### Problem statement
Copy out each line of the material below that holds the string "opened".

### Source material
+ + + + + + +

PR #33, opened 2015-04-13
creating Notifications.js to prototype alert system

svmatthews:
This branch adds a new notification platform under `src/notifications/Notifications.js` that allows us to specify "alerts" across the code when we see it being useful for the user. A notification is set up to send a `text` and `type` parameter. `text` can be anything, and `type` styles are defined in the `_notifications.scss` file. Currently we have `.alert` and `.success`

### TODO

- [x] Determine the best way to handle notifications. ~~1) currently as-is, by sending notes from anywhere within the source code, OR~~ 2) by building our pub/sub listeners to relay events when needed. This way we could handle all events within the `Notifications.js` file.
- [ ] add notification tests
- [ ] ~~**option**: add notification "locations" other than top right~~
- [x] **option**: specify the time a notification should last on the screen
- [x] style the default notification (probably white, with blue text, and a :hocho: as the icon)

+ + + + + + +

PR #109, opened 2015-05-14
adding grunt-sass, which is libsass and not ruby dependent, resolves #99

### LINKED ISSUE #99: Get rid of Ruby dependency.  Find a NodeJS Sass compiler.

+ + + + + + +

### Response box
PR #33, opened 2015-04-13
PR #109, opened 2015-05-14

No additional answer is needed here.